* _TASK STATEMENT_: Whenever a line in the entries below contains the string "else", copy that line.

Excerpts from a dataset
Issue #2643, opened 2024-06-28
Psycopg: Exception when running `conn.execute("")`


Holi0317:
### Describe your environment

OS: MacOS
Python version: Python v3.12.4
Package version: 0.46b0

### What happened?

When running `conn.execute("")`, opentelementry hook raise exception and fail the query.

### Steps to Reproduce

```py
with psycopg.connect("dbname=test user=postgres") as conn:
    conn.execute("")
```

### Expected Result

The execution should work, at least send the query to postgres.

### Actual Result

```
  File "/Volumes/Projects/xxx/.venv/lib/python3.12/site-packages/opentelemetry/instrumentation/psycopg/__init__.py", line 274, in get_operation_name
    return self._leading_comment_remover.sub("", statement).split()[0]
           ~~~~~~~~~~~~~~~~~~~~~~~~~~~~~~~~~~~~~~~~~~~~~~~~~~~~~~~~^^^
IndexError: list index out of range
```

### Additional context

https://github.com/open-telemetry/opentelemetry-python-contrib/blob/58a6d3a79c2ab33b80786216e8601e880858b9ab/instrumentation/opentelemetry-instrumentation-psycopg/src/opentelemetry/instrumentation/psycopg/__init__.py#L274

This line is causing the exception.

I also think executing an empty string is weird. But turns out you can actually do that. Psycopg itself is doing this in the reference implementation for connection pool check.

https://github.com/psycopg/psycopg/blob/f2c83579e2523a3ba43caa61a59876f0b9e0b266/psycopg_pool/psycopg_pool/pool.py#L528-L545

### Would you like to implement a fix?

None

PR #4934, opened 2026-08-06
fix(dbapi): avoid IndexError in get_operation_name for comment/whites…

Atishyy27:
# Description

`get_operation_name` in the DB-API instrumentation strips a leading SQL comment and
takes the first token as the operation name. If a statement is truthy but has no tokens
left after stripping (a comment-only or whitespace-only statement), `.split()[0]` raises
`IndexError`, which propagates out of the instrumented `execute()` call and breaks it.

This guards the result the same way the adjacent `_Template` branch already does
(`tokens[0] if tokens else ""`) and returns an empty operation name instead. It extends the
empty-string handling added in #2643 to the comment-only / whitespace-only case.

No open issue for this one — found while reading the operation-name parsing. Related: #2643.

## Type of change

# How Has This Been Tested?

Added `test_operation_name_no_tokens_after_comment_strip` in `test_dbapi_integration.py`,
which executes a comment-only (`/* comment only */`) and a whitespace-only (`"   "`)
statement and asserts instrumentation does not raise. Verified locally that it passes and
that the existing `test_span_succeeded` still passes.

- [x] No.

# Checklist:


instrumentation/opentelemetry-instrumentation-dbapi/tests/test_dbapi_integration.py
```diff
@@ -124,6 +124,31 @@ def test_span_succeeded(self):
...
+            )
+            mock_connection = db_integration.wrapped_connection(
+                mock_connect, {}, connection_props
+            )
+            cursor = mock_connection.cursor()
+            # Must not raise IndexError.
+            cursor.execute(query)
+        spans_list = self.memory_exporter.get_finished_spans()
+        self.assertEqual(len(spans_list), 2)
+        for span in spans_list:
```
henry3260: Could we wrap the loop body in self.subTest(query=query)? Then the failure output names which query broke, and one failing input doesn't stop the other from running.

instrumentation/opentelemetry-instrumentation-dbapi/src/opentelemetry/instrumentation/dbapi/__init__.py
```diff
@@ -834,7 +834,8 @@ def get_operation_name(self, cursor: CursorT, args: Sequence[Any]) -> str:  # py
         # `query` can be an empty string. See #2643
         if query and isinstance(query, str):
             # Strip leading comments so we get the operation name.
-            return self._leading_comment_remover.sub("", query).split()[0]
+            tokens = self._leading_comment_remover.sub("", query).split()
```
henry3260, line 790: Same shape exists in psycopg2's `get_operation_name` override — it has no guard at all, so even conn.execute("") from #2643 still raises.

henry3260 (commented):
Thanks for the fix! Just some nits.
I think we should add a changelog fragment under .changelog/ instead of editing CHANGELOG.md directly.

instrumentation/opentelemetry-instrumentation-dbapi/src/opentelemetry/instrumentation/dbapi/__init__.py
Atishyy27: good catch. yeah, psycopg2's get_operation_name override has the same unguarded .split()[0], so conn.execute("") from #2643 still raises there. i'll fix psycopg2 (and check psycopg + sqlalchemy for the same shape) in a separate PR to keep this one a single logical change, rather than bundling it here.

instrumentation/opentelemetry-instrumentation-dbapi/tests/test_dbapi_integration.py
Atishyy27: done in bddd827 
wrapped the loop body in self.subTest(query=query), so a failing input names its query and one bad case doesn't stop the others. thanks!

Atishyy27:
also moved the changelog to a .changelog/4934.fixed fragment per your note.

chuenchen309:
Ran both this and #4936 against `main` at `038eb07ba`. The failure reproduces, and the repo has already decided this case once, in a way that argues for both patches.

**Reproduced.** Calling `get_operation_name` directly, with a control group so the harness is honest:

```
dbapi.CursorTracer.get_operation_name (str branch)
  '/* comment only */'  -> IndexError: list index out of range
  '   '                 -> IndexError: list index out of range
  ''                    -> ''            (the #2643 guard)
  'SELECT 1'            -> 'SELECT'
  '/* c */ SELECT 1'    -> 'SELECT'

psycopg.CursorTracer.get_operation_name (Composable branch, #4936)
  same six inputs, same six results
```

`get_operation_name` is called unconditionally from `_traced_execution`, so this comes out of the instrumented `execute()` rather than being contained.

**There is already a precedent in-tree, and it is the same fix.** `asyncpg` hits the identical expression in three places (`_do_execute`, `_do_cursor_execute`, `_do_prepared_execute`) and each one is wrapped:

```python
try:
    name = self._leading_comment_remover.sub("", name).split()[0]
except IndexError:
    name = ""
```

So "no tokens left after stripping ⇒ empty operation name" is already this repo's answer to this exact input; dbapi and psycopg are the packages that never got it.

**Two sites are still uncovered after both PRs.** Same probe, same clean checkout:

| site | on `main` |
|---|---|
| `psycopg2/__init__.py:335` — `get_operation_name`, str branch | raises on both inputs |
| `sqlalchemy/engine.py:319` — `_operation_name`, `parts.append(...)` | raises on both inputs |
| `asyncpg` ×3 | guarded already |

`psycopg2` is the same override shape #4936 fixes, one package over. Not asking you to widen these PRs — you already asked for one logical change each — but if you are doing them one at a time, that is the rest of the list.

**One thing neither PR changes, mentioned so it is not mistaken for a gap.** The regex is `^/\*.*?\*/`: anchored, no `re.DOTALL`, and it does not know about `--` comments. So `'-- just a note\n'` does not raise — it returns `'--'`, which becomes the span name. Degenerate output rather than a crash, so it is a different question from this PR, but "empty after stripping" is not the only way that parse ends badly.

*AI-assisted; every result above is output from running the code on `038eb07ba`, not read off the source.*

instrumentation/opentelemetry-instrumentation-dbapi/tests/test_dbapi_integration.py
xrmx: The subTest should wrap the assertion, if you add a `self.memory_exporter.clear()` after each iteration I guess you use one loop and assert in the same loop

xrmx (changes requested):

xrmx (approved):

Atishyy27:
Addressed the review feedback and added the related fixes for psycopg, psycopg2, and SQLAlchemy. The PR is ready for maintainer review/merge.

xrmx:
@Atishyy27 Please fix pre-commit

* * *

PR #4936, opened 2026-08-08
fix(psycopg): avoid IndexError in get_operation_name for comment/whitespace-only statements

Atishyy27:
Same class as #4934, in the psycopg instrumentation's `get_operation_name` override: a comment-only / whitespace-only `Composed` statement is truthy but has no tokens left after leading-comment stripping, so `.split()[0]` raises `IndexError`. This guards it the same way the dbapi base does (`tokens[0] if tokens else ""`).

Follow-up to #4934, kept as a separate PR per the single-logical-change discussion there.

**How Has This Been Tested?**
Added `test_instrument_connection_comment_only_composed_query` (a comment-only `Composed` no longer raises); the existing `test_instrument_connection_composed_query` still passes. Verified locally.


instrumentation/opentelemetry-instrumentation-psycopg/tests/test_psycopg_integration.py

* _COMPLETED TASK_:
(`tokens[0] if tokens else ""`) and returns an empty operation name instead. It extends the
Same class as #4934, in the psycopg instrumentation's `get_operation_name` override: a comment-only / whitespace-only `Composed` statement is truthy but has no tokens left after leading-comment stripping, so `.split()[0]` raises `IndexError`. This guards it the same way the dbapi base does (`tokens[0] if tokens else ""`).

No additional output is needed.